# Comany strike off etc.



## elainem (8 Feb 2011)

Just wondering can anyone tell me why a company would be struck-off? Would it be for bad debts or not filing returns etc? Also, what does it mean when a company on one of those co. that provides info on companies says that the credit score of the limited company is low and they are high risk. The company itself was a building firm, a limited company, owned by one person whose daughter was the secretary. The judgement mortgage is for e8,572 - it seems small so can't understand how a small builder wouldn't be able to get the money together for that amount. This particular builder is not in receivership. Some of his properties are sold, others not finished and others he is receiving rent from. The authorised share capital of the company was 1,000,000 in 2005 - I am not sure what this signifies. 

I am asking about this because a cousin of mine, in her forties who has suffered with mental health problems, and who inheritied roughly e3,000,000 on her father's death last year, has had sudden interest from a local builder who is separated from  his wife for about ten years. As a family we are concerned for her as she has mentioned lending him money to finish off 6 of the unfinished houses in the estate he built. We looked up his company details on solocheck.ie, but I can't make much sense of them as I know nothing about companies and their finances. If we knew what these figures meant, and perhaps that this man wasn't, as is roumoured, in a lot of financial trouble, our minds would be put at rest. 
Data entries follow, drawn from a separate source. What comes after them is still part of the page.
PR #66, opened 2023-08-09
feat: update replicator retry logic

gk-kindred:


Makefile
```diff
@@ -166,6 +166,11 @@ dev.histogram_decision_timeline_from_kafka:
 	$(call pp,histogram_decision_timeline_from_kafka...)
 	cargo run --bin histogram_decision_timeline_from_kafka --release -- $(args)
 
+## example.replicator_kafka_pg: 🧪 Runs the example replicator with installer for Kafka and Postgres
+example.replicator_kafka_pg:
```
fmarek-kindred, line 170: GK, I am a little confused. I already have this in line in master branch. Why does it come into master for the second time?

```
make
 Choose a command to run:
  withenv                                      😭 CALL TARGETS LIKE THIS `make withenv RECIPE=dev.init`
  dev.init                                     🌏 Initialize local dev environment
  dev.kafka_init                               🥁 Init kafka topic
  pg.create                                    🥁 Create database
  pg.migrate                                   🥁 Run sql on database
  pg.create_cohort                             🥁 Create database for cohort and applies DB sql
  pg.migrate_cohort                            🥁 Run sql on database for cohort
  install                                      🧹 Installs dependencies
  build                                        🧪 Compiles rust
  dev.run-agent-client                         🧪 Runs agent
  init.samply                                  🧪 Installs Samply profiler
  init.flamegraph                              🧪 Installs Flamegraph profiler
  dev.agent-run-profiler-samply                🧪 Runs agent with Samply profiler
  dev.agent-run-profiler-flamegraph            🧪 Runs agent with Flamegraph profiler
  dev.agent-run-profiler-xcode-cpu             🧪 Runs agent with XCode profiler for Time (CPU) Profiler (OSX only)
  dev.agent-run-profiler-xcode-mem             🧪 Runs agent with XCode profiler for Allocations (OSX only)
  dev.run                                      🧪 Runs rust app in watch mode
  run                                          🧪 Runs rust app
  run.release                                  🧪 Runs rust app in release mode
  run.with_mock_db                             🧪 Runs certifier with mock DB
  dev.preload_db                               🧪 Injects initial data into DB if it's not there yet
  dev.cohort_banking                           🧪 Runs Cohort with built-in replicator and executes banking transactions
  dev.cohort_banking_with_sdk                  🧪 Runs an example of rust app "Cohort Banking" which use cohort_sdk.
  dev.histogram_decision_timeline_from_kafka   🧪 Reads all decisions from kafka and prints processing timeline as csv
  example.replicator_kafka_pg                  🧪 Runs the example replicator with installer for Kafka and Postgres
  dev.run_replicator                           🧪 Runs replicator
  lint                                         🧹 Checks for lint failures on rust
  test.unit                                    🧪 Runs unit tests
  test.some-unit                               🧪 Runs specified unit tests
  test.unit.coverage                           🧪 Runs rust unit tests with coverage 'cobertura' and 'junit' reports
```

examples/cohort_banking_with_sdk/examples/cohort_banking_with_sdk.rs
```diff
@@ -205,39 +198,6 @@ async fn main() -> Result<(), String> {
     Ok(())
 }
 
-fn start_queue_monitor(queue: Arc<Receiver<TransferRequest>>) -> JoinHandle<Result<(), String>> {
```
fmarek-kindred, line 208: Why we are removing this?

Makefile
gk-kindred: Aaah, that is because it was not rebased on `master`. I just pushed after rebase so it shouldn't be there anymore

examples/cohort_banking_with_sdk/examples/cohort_banking_with_sdk.rs
gk-kindred: It is not really needed. This was useful when replicator was part of `cohort-sdk`.  I forgot to remove it in the earlier PR which was merged to master last week.

packages/cohort_banking/src/callbacks/statemap_installer.rs
```diff
@@ -1,68 +1,126 @@
...
+    async fn install(&self, statemap: Vec<StatemapItem>, snapshot_version: u64) -> Result<ReplicatorInstallStatus, String> {
+        let mut bank_transfer_error_retry_check = retry_allowed_on_error(self.max_retry);
+        let mut snapshot_retry_check = retry_allowed_on_error(self.max_retry);
 
-                let updated_rows = tx.execute(sql, params).await.map_err(|e| e.to_string())?;
+        let mut cnn = self.database.get().await.map_err(|e| e.to_string())?;
+        loop {
+            let tx = cnn.transaction().await.map_err(|e| e.to_string())?;
+            if !statemap.is_empty() {
+                let updated_rows_res = BankStatemapInstaller::update_bank_transfer_request(&tx, &statemap, snapshot_version).await;
```
fmarek-kindred, line 85: I suggest to rename this method "update_bank_transfer_request". Be reading it feels like we are updating the request. However we are installing the given state map.

packages/talos_cohort_replicator/src/services/statemap_installer_service.rs
```diff
@@ -11,13 +14,72 @@ pub struct StatemapInstallerConfig {
     pub thread_pool: Option<u16>,
 }
 
+async fn statemap_install_future(
```
fmarek-kindred, line 17: RE: method name with ending _future. What does it mean? When reading it is not straightforward to understand what will happen when method is called.

packages/cohort_banking/src/callbacks/statemap_installer.rs
gk-kindred: will update this.

examples/cohort_banking_with_sdk/examples/cohort_banking_with_sdk.rs
fmarek-kindred: This one is observing how quickly cohort is draining the generated queue. It is not related to replicator. I prefer it to stay :) What you saw previously is that monitor was printing stats of generator queue and replicator queue (via heartbeat channel), but now it observes only generator. Btw if we remove it, I am not sure how system will stop itself, because async services are running forever, the don't know when to stop.

gk-kindred: aaah okay, I must have got confused with the earlier logic. Will add this back. 

The app stops correctly even after I remove it. In fact one reason why I removed it was, sometimes, the monitor would preemptively stop the app even before it reached the target number of `txn`. Probably there is a bug somewhere there, which I didn't dig too much in detail, but just deleted the code :)

packages/cohort_banking/src/callbacks/statemap_installer.rs
```diff
@@ -1,68 +1,106 @@
...
+    END),
+    "version" = ($4)::BIGINT
+    WHERE ba."number" IN (($1)::TEXT, ($2)::TEXT)
+    AND ba."version" < ($4)::BIGINT
+    "#;
+
+const SNAPSHOT_UPDATE_QUERY: &str = r#"UPDATE cohort_snapshot SET "version" = ($1)::BIGINT WHERE id = $2 AND "version" < ($1)::BIGINT"#;
+
+fn is_retriable_error(error: &str) -> bool {
+    // TODO: improve retriable error detection when error moves from String to enum or struct.
```
fmarek-kindred, line 25: Agree, this is Postgres text. Somehow it should be abstracted depending on DB type.

packages/cohort_banking/src/callbacks/statemap_installer.rs
```diff
@@ -1,68 +1,106 @@
...
-        loop {
-            // from      = 1
-            // to        = 2
-            // amount    = 3
-            // new_ver   = 4
-
-            let mut cnn = self.database.get().await.map_err(|e| e.to_string())?;
-            let tx = cnn.transaction().await.map_err(|e| e.to_string())?;
+impl BankStatemapInstaller {
+    async fn install_bank_transfer_statemap(tx: &Transaction<'_>, statemap: &[StatemapItem], _snapshot_version: u64) -> Result<u64, String> {
```
fmarek-kindred, line 36: thanks

packages/cohort_banking/src/callbacks/statemap_installer.rs
```diff
@@ -1,68 +1,106 @@
...
+        loop {
+            let tx = cnn.transaction().await.map_err(|e| e.to_string())?;
+            if !statemap.is_empty() {
+                let updated_rows_res = BankStatemapInstaller::install_bank_transfer_statemap(&tx, &statemap, snapshot_version).await;
+
+                match updated_rows_res {
+                    Ok(updated_rows) => {
+                        if updated_rows > 0 {
+                            log::debug!(
+                                "No rows were updated when installing: {:?}. Snapshot will be set to: {}",
```
fmarek-kindred, line 78: Is this typo? Says "No rows"

packages/talos_cohort_replicator/src/services/statemap_installer_service.rs
```diff
@@ -11,13 +14,55 @@ pub struct StatemapInstallerConfig {
...
+        }
+
+        Err(err) => {
+            error!(
+                "Installed failed for version={version:?} with time={:?} error={err:?}",
+                start_installation_time.elapsed()
+            );
+            replicator_tx
+                .send(ReplicatorChannel::InstallationFailure(format!(
+                    "Installed failed for version={version:?} error={err:?}"
```
fmarek-kindred, line 43: Is it a typo in "Installed"?

fmarek-kindred (approved):
Looks good. Left minor typo warnings.

packages/talos_cohort_replicator/src/services/statemap_installer_service.rs
gk-kindred: Isn't `future` is pretty self explanatory in this context. 

To me it was pretty obvious based on being used in the tokio task, that this `fn` is the future expected in the tokio task.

Thanks in advance for replies and info.


----------



## Gervan (9 Feb 2011)

A company could have ben struck off for non-filing returns. You can see (for free) on www.cro.ie whether the submissions stopped some years before the company was struck off. 
If it has been struck off how can it now be shown as having a poor credit score? There is no limited company any more. Or is this a related company?


----------



## DB74 (9 Feb 2011)

A company can be voluntarily struck off by the directors because it has ceased trading and it has no debtors or creditors. There is no way of telling from the CRO if a company was voluntarily or involuntarily struck off the register.


----------



## RonanC (9 Feb 2011)

DB74 said:


> A company can be voluntarily struck off by the directors because it has ceased trading and it has no debtors or creditors. There is no way of telling from the CRO if a company was voluntarily or involuntarily struck off the register.



Yes there is.. Pick up the phone, call the CRO and ask.


----------



## jack2009 (9 Feb 2011)

RonanC said:


> Yes there is.. Pick up the phone, call the CRO and ask.


 
Or just do a company search on the likes of vision-net.

or even cheaker yet, post the name of the company and someone might tell you the answer!


----------



## DB74 (16 Feb 2011)

RonanC said:


> Yes there is.. Pick up the phone, call the CRO and ask.


 
Apologies, I meant from the website


----------